Exercise aim: Reproduce the lines below from the one that contains "## Solution" through the end, inclusive, and add nothing.

BEGIN Listed entries

PR #967, opened 2023-10-13
ref(media): defer image loading

seaerchin:
**NOTE: ** This PR requires the corresponding FE PR [here](https://github.com/isomerpages/isomercms-frontend/pull/1581)

## Problem
Right now, we return the image fully per call. This isn't optimal because we have to load the image fully even when we don't need it. As an example, consider the image move - we don't require the images (only titles), but we do a full load inclusive of the image data. 

## Solution
1. Defer fetching the image to the `readMediaFile` endpoint instead of returning wholesale from `listDirectoryContents`

**Tests coming in another PR**


alexanderleegs (approved):
lgtm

END Listed entries

Written answer:
## Solution
1. Defer fetching the image to the `readMediaFile` endpoint instead of returning wholesale from `listDirectoryContents`

**Tests coming in another PR**


alexanderleegs (approved):
lgtm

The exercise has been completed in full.